# My First Cheese Smoke With The A-Maze-N-Smoker



## distre (Oct 3, 2010)

Hi Everyone,

         This is my first post with pics, so bear with me. I live in TX and it has cooled down enough for me to feel comfortable with smoking cheese. I used the A-Maze-N-Smoker, I if you don't have one get one or put it on you Christmas List. I got an assortment of String Cheeses but I also smoked Cheddar, Gouda, Pepper Jack, Monterrey Jack, Mozzarella, and Parmesan Cheese.

The A-Maze-N-Smoker with Pecan Dust. I lit it on both ends and in the middle. What can I say we like the smoke.








Here is a Picture before smoking on the smoker I have double stacked racks on the left.







I used a heat shield which was cardboard wrapped in foil.







This was after I smoked for a 4-5 hours. I burnt the AMS, and filled it up half way again and lit it in 3 places as before.

This is after I took the cheese off the smoker.







I wrapped it all  up up with plastic wrap. I put 3 types of string cheese in a pack for my test subjects, but have to wait a couple of weeks for the others.  
	

	
	
		
		



		
		
	


	





The Guoda & Parmesan







The Mozzarella and Cheddar.







And the Pepper Jack and Montererry Jack. The blue tooth picks are Monterry Jack and the red are Pepper Jack. I didn't put anything on the Mozzarrela. I wrapped them in plastic wrap and the put the tooth picks in and wrapped a little more.

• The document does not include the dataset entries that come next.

PR #25990, opened 2026-08-10
test(python): cover keyword-only metadata alias defaults

### LINKED ISSUE #25977: test(python): cover keyword-only metadata alias defaults
## Problem

`_MetadataKeyVisitor._metadata_default_argument_names()` tracks metadata aliases introduced by both positional and keyword-only defaults, but the linter fixtures only exercise positional defaults (`violations.base.py.txt:181-183`). There is no regression test for keyword-only function or lambda defaults.

At `54b7a79bb7acec12b28fcc74a9ca17ca30ad1a42`, the current implementation correctly reports both accesses in this input:

```python
def function_case(*, metadata=flow.metadata):
    return metadata["vm_run_id"]

lambda_case = lambda *, metadata=flow.metadata: metadata["firewall_name"]
```

However, a mutation that skips the keyword-only loop at `crates/runner/mitm-addon/scripts/flow_metadata_linter/visitor.py:320-322` leaves all 18 tests in `tests/test_flow_metadata_key_contract.py` passing, while the input above drops from two violations to zero.

This allows a regression in keyword-only default alias propagation to silently weaken the repository metadata-key guard.

## Acceptance criteria

- Add function and lambda fixture cases whose keyword-only defaults alias `flow.metadata`.
- Assert that registered string keys used through those aliases are reported with the corresponding `metadata_keys` constants.
- Ensure the test fails when keyword-only default alias propagation is disabled while the existing positional-default cases remain green.

seven332:
## Summary

- add focused function and lambda fixtures for keyword-only `flow.metadata` default aliases
- assert the exact registered metadata-key diagnostics through the public linter entry point
- isolate this contract from the version-specific monolithic violation fixtures

## Explicit exclusions

- no production visitor or runtime behavior changes
- no API, schema, migration, compatibility, or rollout changes

## Validation

- focused test passes with the production visitor
- mutation check: the existing positional-default test passes while the new keyword-only test fails when keyword-only propagation is disabled
- `uv lock --check`
- `uv sync --locked`
- `uv run --no-sync python -m pytest tests/` (`5182 passed`)

Closes #25977

### DIFF
--- a/crates/runner/mitm-addon/tests/fixtures/flow_metadata_key_linter/keyword_only_default_aliases.base.py.txt
+++ b/crates/runner/mitm-addon/tests/fixtures/flow_metadata_key_linter/keyword_only_default_aliases.base.py.txt
@@ -1,0 +1,4 @@
+def function_case(*, metadata=flow.metadata):
+    return metadata["vm_run_id"]
+
+lambda_case = lambda *, metadata=flow.metadata: metadata["firewall_name"]
--- a/crates/runner/mitm-addon/tests/fixtures/flow_metadata_key_linter/keyword_only_default_aliases.expected.txt
+++ b/crates/runner/mitm-addon/tests/fixtures/flow_metadata_key_linter/keyword_only_default_aliases.expected.txt
@@ -1,0 +1,2 @@
+keyword_only_default_aliases.py:2: use metadata_keys.VM_RUN_ID for flow.metadata access
+keyword_only_default_aliases.py:4: use metadata_keys.FIREWALL_NAME for flow.metadata access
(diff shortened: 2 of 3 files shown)


seven332:
## Code Review: PR #25990

**Reviewed head:** `e28b43f7b39119c056816446733c7337cd58a171`

### Summary

This PR adds focused public-entry-point regression coverage for function and lambda keyword-only `flow.metadata` default aliases. The dedicated fixture pair matches existing test structure and keeps production code unchanged.

### Findings

No findings.

### Testing

The focused test passes on the submitted implementation. A temporary mutation that removed keyword-only propagation left the existing positional test green and made the new test fail with both diagnostics missing. Ruff format/lint, BasedPyright, lock validation, environment sync, and the complete add-on suite passed locally (`5182 passed`). Remote CI was still pending at review time.

### Verdict

LGTM

PR #25992, opened 2026-08-10
test(runner): make workspace lock retry coverage deterministic

### LINKED ISSUE #25975: test(rust): make transient workspace cache lock coverage deterministic
## Background

PR #25812 added a bounded wait in `WorkspaceImageCache::prepare` so a short-lived entry-lock holder does not force a fresh workspace. Its source issue, #25810, explicitly required deterministic coverage of the short-contention path.

## Evidence

At `crates/runner/src/executor/tests/sandbox_run_tests/workspace_cache.rs:803-890`, `execute_inner_waits_for_transient_workspace_cache_lock`:

- acquires the seeded cache entry lock at lines 826-831;
- starts an independent OS thread that sleeps for 20 ms and releases the lock at lines 832-835;
- only then begins `execute_new_sandbox` at lines 838-855; and
- asserts a normal cache hit and successful sandbox lifecycle at lines 858-889.

There is no rendezvous proving that `WorkspaceImageCache::prepare` reached the lock acquisition at `crates/runner/src/workspace_image_cache/lifecycle.rs:398-439` while the test still held the lock. If executor setup or task scheduling takes more than 20 ms, the release thread drops the guard first. The test then follows the ordinary uncontended cache-hit path and all current assertions still pass.

The history makes the blind spot concrete: commit `87a3ece7` renamed the existing uncontended `execute_inner_uses_workspace_cache_when_configured` test and added the timed holder, while retaining the same cache-hit assertions. A pre-released lock is therefore observationally equivalent to the test's original scenario.

## Impact

The test can pass without exercising the retry loop introduced by PR #25812. A regression that removes or bypasses the bounded wait could remain green depending on scheduling, leaving the production transient-contention behavior without reliable regression coverage.

## Acceptance criteria

- Replace the 20 ms timing assumption with an explicit, bounded rendezvous that proves the prepare path has attempted the entry lock and observed contention before the holder is released.
- After releasing the holder, assert that the seeded cache image is consumed and the successful prepare/cache-hit telemetry is emitted.
- Keep a bounded watchdog so a broken wait path fails promptly instead of hanging the suite.
- Ensure the test fails if workspace-cache preparation no longer waits/retries after the initial busy acquisition.

## Relevant code

- `crates/runner/src/executor/tests/sandbox_run_tests/workspace_cache.rs:803-890`
- `crates/runner/src/workspace_image_cache/lifecycle.rs:398-439`
- `crates/runner/src/lock.rs:103-119`

seven332:
## Summary

- replace the fixed 20 ms workspace-cache lock release with a two-attempt real-filesystem rendezvous
- release the held entry lock only after preparation has retried the unchanged lock path
- retain the seeded move-image and successful prepare/cache-hit telemetry assertions

## Scope

- test-only runner change; production lock and workspace-cache code is unchanged
- no API, protocol, persisted-state, dependency, production-timeout, or deployment-compatibility change

## Validation

- `cargo test -p runner execute_inner_waits_for_transient_workspace_cache_lock -- --nocapture`
- `cargo test -p runner`
- focused test repeated 50 times
- temporary one-shot acquisition mutation: focused test failed on the missing second attempt; source restored and the test passed again
- applicable Lefthook pre-commit and commit-message checks

Closes #25975

### DIFF
--- a/crates/runner/src/executor/tests/sandbox_run_tests/workspace_cache.rs
+++ b/crates/runner/src/executor/tests/sandbox_run_tests/workspace_cache.rs
@@ -2,6 +2,9 @@ use super::*;
 use async_trait::async_trait;
 use httpmock::prelude::*;
 use sha2::{Digest, Sha256};
+use std::os::unix::fs::PermissionsExt;
+use std::sync::mpsc;
+use std::time::Instant;
 
 use crate::executor::session_history_cpu::{SessionHistoryCpuPool, SessionHistoryCpuTestGate};
 use crate::executor::tests::support::RUN_IN_SANDBOX_TEST_TIMEOUT;
@@ -801,6 +804,8 @@ async fn execute_inner_cache_hit_retry_requires_completed_cleanup() {
 
 #[tokio::test]
 async fn execute_inner_waits_for_transient_workspace_cache_lock() {
+    const LOCK_ATTEMPT_WATCHDOG: Duration = Duration::from_secs(1);
+
     let dir = tempfile::tempdir().unwrap();
     let runner_paths = RunnerPaths::new(dir.path().join("runner"));
     let cache = WorkspaceImageCache::new(runner_paths.clone());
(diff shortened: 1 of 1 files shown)


seven332:
## Code Review: PR #25992

**Reviewed head:** `669d19910718e2540f0ace3ca3848e4d7d50aa27`

### Summary

The regression now uses a real lock and a deterministic two-attempt filesystem rendezvous instead of an arbitrary sleep. The change remains test-only and preserves the end-to-end workspace-cache and telemetry assertions.

### Findings

No findings.

### Testing

Runner formatting, Clippy, docs, the focused regression, related workspace-cache suites, the full runner suite, a 50-run repetition, and a one-shot acquisition mutation check passed. Remote CI is checked separately.

### Verdict

LGTM

PR #25993, opened 2026-08-10
test(runner): make jsonl flush serialization deterministic

### LINKED ISSUE #25976: test(rust): make JSONL flush serialization tests deterministic
## Background

`MitmJsonlFlushHandle::flush_path` serializes requests with a shared async mutex because every caller publishes through the same `jsonl-flush-request` marker. The tests intend to prove that a second request cannot replace the first marker while the first acknowledgement is pending.

## Evidence

The serialization guard is acquired at `crates/runner/src/proxy/flush.rs:232-244`.

Both serialization tests use the same scheduler-dependent pattern:

- `jsonl_flush_handle_serializes_concurrent_requests` spawns the second request, calls `tokio::task::yield_now()` once, and checks that the marker still names the first path at lines 1138-1149.
- `jsonl_flush_handles_from_same_proxy_serialize_concurrent_requests` repeats the pattern for two handles from one proxy at lines 1206-1216.

A single `yield_now()` does not establish that the second task was polled or reached `request_lock.lock().await`. If the current test task is polled again first, the marker naturally still names the first path. The test then acknowledges and awaits the first request; the previously unpolled second task can run afterward, publish its marker, receive its acknowledgement, and satisfy every remaining assertion. This sequence would also pass if the shared request lock were removed.

The same weakness existed before PR #23643: that change replaced a post-yield `try_recv` check with the current post-yield marker check, but neither form synchronizes with the second task reaching the serialization boundary.

## Impact

These tests do not reliably protect the shared-marker serialization invariant. A regression that permits two concurrent flushes to overwrite `jsonl-flush-request` can remain green, while production callers may wait on mismatched request IDs and time out before accepted JSONL writes are visible for upload.

## Acceptance criteria

- Add an explicit, bounded rendezvous proving the second `flush_path` call has started and reached the serialization boundary while the first request remains pending.
- Assert that the second request marker cannot be published before the first acknowledgement completes, then assert it is published and acknowledged afterward.
- Cover both cloned handles and distinct handles returned by the same `MitmProxy`, without relying on `yield_now()` or elapsed sleeps as proof of task progress.
- Ensure the coverage fails if `MitmJsonlFlushHandle` instances no longer share the request lock.

## Relevant code

- `crates/runner/src/proxy/flush.rs:232-244`
- `crates/runner/src/proxy/flush.rs:1117-1185`
- `crates/runner/src/proxy/flush.rs:1187-1252`
- `crates/runner/src/proxy/process.rs:194-200`

seven332:
## Summary

- observe the second JSONL flush request's first mutex poll through test-only instrumentation
- replace scheduler-dependent `yield_now()` assertions with an explicit bounded `Poll::Pending` rendezvous
- preserve real marker publication and acknowledgement coverage for cloned handles and separate handles from one proxy

## Compatibility

- no production-build observer state or runtime behavior changes
- no JSONL protocol, persisted state, API, database, migration, or deployment changes

## Validation

- `cargo test -p runner --bin runner jsonl_flush_handle_serializes_concurrent_requests -- --nocapture`
- `cargo test -p runner --bin runner jsonl_flush_handles_from_same_proxy_serialize_concurrent_requests -- --nocapture`
- mutation: give the observed second handle a fresh lock; the focused test fails with `Ready` instead of `Pending`
- mutation: bypass the observed lock acquisition; the focused test fails with bounded `request lock was not polled`
- `cargo test -p runner --bin runner` (3075 passed, 20 ignored)
- `lefthook run pre-commit`

Closes #25976

### DIFF
--- a/crates/runner/src/proxy/flush.rs
+++ b/crates/runner/src/proxy/flush.rs
@@ -3,9 +3,13 @@
 use std::path::{Path, PathBuf};
 use std::sync::{Arc, Mutex};
 use std::time::{Duration, SystemTime, UNIX_EPOCH};
+#[cfg(test)]
+use std::{future::Future as _, task::Poll};
 
 use serde::{Deserialize, Serialize};
 use tokio::sync::Mutex as AsyncMutex;
+#[cfg(test)]
+use tokio::sync::mpsc;
 use tracing::{error, warn};
 use uuid::Uuid;
 
@@ -176,6 +180,15 @@ pub struct MitmJsonlFlushHandle {
     pub(super) addon_dir: PathBuf,
     pub(super) usage_state: Arc<Mutex<UsageFlushTarget>>,
     pub(super) request_lock: Arc<AsyncMutex<()>>,
+    #[cfg(test)]
+    pub(super) request_lock_poll_tx: Option<mpsc::UnboundedSender<RequestLockPoll>>,
+}
+
+#[cfg(test)]
+#[derive(Debug, Clone, Copy, PartialEq, Eq)]
+pub(super) enum RequestLockPoll {
+    Pending,
+    Ready,
 }
 
 pub(super) fn now_millis() -> u64 {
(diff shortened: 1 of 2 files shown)


seven332:
## Code Review: PR #25993

**Reviewed head:** `44b25eae5cc9e551c1c82ec9019f27c013b3f061`

### Summary

The test-only mutex-poll observer establishes that the second JSONL flush actually reaches and blocks at the shared serialization boundary before the first acknowledgement. Both handle construction paths retain their real marker and acknowledgement assertions, with no protocol or persisted-state changes.

### Findings

No findings.

### Testing

Validated runner formatting, Clippy, rustdoc, the complete runner binary test suite, repository pre-commit hooks, and focused JSONL flush tests. Lock-replacement and lock-bypass mutations both make the regression coverage fail as intended. Unrelated Turbo and Python suites were not run because this change is isolated to the Rust runner crate.

### Verdict

LGTM

PR #25995, opened 2026-08-10
fix(ui): put every icon on one stroke width and match paired icon colour

tongx-blip:
Three defects visible in the sidebar, all measured off the reported screenshots.

## 1. Icons render at eleven different stroke widths

`globals.css` normalises icons with

```css
svg[class*="lucide"][stroke-width="2"]:not([data-stroke]) { stroke-width: var(--icon-stroke-width); }
```

Only icons whose rendered attribute is exactly `2` reach the token. Every call site passing something else escapes it, and `data-stroke` opts 59 more out:

| rendered width | icons |
|---|---|
| 1.5 (the token) | 201 |
| 2.0 | 59 |
| 1.8 | 74 |
| 1.7 | 22 |
| 2.5 | 9 |
| 1.75 | 8 |
| 1.6 | 6 |
| 2.6 / 1.9 | 3 each |
| 2.2 / 1.0 | 2 each |
| 1.4 | 1 |

**188 icons render at something other than the token.** The Pinned `+` is `<Plus size={16} strokeWidth={2} data-stroke />` — it opts out and renders at 2 beside nav icons at 1.5, a third heavier. That is the thickness difference in the screenshots.

Fix: drop all 379 per-call-site `strokeWidth` props, the `ICON_STROKE` constant, the checkbox tick's hard-coded `2.5`, and the 59 `data-stroke` opt-outs, so every icon takes the token. The two hand-inlined `<svg>` icons get the `lucide` class so the rule reaches them. The CSS mechanism is left in place — the width is now genuinely settable in one line.

## 2. Icons paired with text are lighter than the text

```css
```

Every sidebar icon rendered 30% transparent while its label rendered at full strength. On the light theme that resolves to `rgb(89,92,96)` against a `rgb(21,24,30)` label.

Removed, and the neutral colour utility dropped from the **57** icons that have a text sibling — settings as well as the sidebar — so each inherits from the same element its label does. Where the row is muted both stay muted; where it isn't, both are full strength.

**Icon-only controls are deliberately untouched.** Each now carries the product it was already rendering at (`ancestor alpha x 0.7`) as its own element opacity, so collapse / `...` / pin look exactly as before.

## 3. Overlay

A translucent *colour* makes overlapping strokes composite against each other, so joints render darker than the stroke body. Element *opacity* flattens the icon first. Same shade, measured:

| | body | crossing | ratio |
|---|---|---|---|
| `rgba` colour @ 0.49 | rgb(137,138,142) | rgb(80,81,86) | 1.51x |
| opaque + `opacity: .49` | rgb(136,138,141) | rgb(136,138,141) | **1.00x** |

Where the alpha sat on an icon-only ancestor, the colour is now opaque. The Pinned "new" control holds both an icon and a label under one alpha, so the control is dimmed as a whole instead — which also keeps its icon and label the same colour.

## Not in this PR

The `Pin` glyph changed shape in the Lucide migration (Tabler's was a 45° pushpin; Lucide's is a head-on thumbtack). Lucide ships only `pin` and `pin-off`, neither diagonal. Raised separately for a design decision.

## Verification

- `pnpm turbo run lint` — 0 errors, `@vm0/app` warnings unchanged from `main` (53)
- `pnpm check-types` — passes for `@vm0/ui`, `@vm0/app`, `@vm0/desktop`
- `pnpm -F @vm0/app build` — succeeds
- `@vm0/ui` (59) and the CSS-entrypoint / composer tests pass

### DIFF
--- a/turbo/apps/platform/src/views/activity-page/activity-inspect-page.tsx
+++ b/turbo/apps/platform/src/views/activity-page/activity-inspect-page.tsx
@@ -84,7 +84,7 @@ function InspectBreadcrumb({ title }: { title: string }) {
   return (
     <nav className="hidden md:flex shrink-0 items-center gap-1 px-4 pt-4 text-sm text-muted-foreground">
       <span className="inline-flex items-center gap-1 rounded-md px-1.5 py-0.5">
-        <ChartLine size={14} strokeWidth={1.5} className="shrink-0" />
+        <ChartLine size={14} className="shrink-0" />
         {t(($) => {
           return $.activity.detail.activity;
         })}
@@ -111,11 +111,7 @@ function InspectEmptyState() {
         })}
       />
       <div className="flex-1 flex flex-col items-center justify-center gap-3 pb-20">
-        <Upload
-          size={48}
-          strokeWidth={1}
-          className="text-muted-foreground/40"
-        />
+        <Upload size={48} className="" />
         <h2 className="text-lg font-semibold text-foreground">
           {t(($) => {
             return $.activity.inspect.noLog.title;
@@ -133,7 +129,7 @@ function InspectEmptyState() {
         )}
         <Button variant="outline" asChild>
           <label className="cursor-pointer">
-            <Upload size={16} strokeWidth={1.5} />
+            <Upload size={16} />
             {t(($) => {
               return $.activity.inspect.noLog.upload;
             })}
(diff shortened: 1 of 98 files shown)


tongx-blip:
Verified on the deployed preview.

```
stroke widths on the page : { "1.5px": 34 }     <- was eleven different values
translucent-colour icons  : 0
```

Icon and label colour on every pair, including the muted rows:

```
My Organization / Agents / Workflows / Connectors / Artifacts
    icon = rgb(21,24,30)   label = rgb(21,24,30)    same
DeepSeek V4
    icon = rgb(81,90,103)  label = rgb(81,90,103)   same
```

One pair reports `same: false` — a hover-reveal icon sitting at `text-muted-foreground/0`, i.e. deliberately invisible until hover. That transition state is intentionally preserved.

PR #27745, opened 2026-08-17
perf(runner): bound queued jsonl flush waits

### LINKED ISSUE #27711: perf(rust): bound queued mitmproxy JSONL flush waits
## Problem

Each completed runner job awaits its best-effort network-log phase before the job task can finish:

- `crates/runner/src/cmd/start/job_spawn.rs:490-529` calls `mitm_jsonl_flush.flush_path(...)` from `DeferredUploadPhase::flush`.
- `crates/runner/src/cmd/start/job_spawn.rs:763-770` settles finalization before awaiting that phase and returns the cancellation registration only afterward.
- `crates/runner/src/proxy/flush.rs:245-256` serializes every JSONL flush through one shared request lock.
- `crates/runner/src/proxy/flush.rs:259-282` waits for that lock without a deadline; the five-second `JSONL_FLUSH_TIMEOUT` starts only after lock acquisition.

The serialization is necessary because every request uses the same marker files, but waiting callers have no queue bound or end-to-end deadline.

## Impact

If mitmproxy stops acknowledging JSONL flush requests, the lock holder waits five seconds and every later completed job queues behind it. The Nth queued job can therefore wait roughly `N * 5s` before it even reaches network-log upload.

Finalization and budget settlement have already completed at this point, so the runner can continue admitting jobs while earlier `run_job` futures remain pending. Those futures retain their cancellation registrations, telemetry, sandbox token, and executor configuration; the `JoinSet` cannot reap them until the deferred phase returns. Sustained completion throughput above one job per five seconds therefore produces an unbounded backlog and also makes graceful shutdown drain time grow with the queue.

## Acceptance criteria

- Bound the total time a completed job can spend waiting for a JSONL flush, including time waiting for the shared request lock.
- Preserve request-marker serialization or replace it with safe coalescing; concurrent requests must not overwrite each other's marker state.
- Prevent stalled proxy acknowledgements from causing completed job tasks and cancellation registrations to accumulate without bound.
- Add a regression test with an unacknowledged first flush and multiple concurrent later flushes, proving later callers finish within a fixed bound independent of queue length.

seven332:
## Summary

Here they are all wrapped up and ready to put in ziplock bags, except for what I kept out for my better half and me.







But I do believe the wait will be worth while.
	

	
	
		
		



		
		
	


	





Thanks for taking the time to check out my first cheese smoke q-view. Happy Smoking To All!


----------



## rbranstner (Oct 3, 2010)

Looks great. Yea I learned the hard way that you need to let that cheese rest. The first couple of times I made it I sliced of a piece the next day and it tasted like a burnt stick. I almost threw it but I just put it in the fridge and forgot about it for a while then tried it again and it was great. Its hard to let it sit but its worth it. Kind of like what I am doing  with my pickled eggs right now. I soo want to dig into them but I have to keep telling myself to wait it out. haha


----------



## distre (Oct 3, 2010)

rbranstner said:


> Looks great. Yea I learned the hard way that you need to let that cheese rest. The first couple of times I made it I sliced of a piece the next day and it tasted like a burnt stick. I almost threw it but I just put it in the fridge and forgot about it for a while then tried it again and it was great. Its hard to let it sit but its worth it. Kind of like what I am doing  with my pickled eggs right now. I soo want to dig into them but I have to keep telling myself to wait it out. haha


Thanks rbranstner.

    Yeah the waiting is the hardest part, but well worth it. Thanks for checking out my first q-view.


----------



## dale5351 (Oct 3, 2010)

Looks very good.  I like your colored toothpick idea.  It is certainly necessary to mark which cheese is which.  When I smoked a while back, I made a paper diagram map of which cheese I put where.  Then as I took them off and sealed in vacumn bags, used a sharpie pen to mark the packages with type of cheese and type of wood.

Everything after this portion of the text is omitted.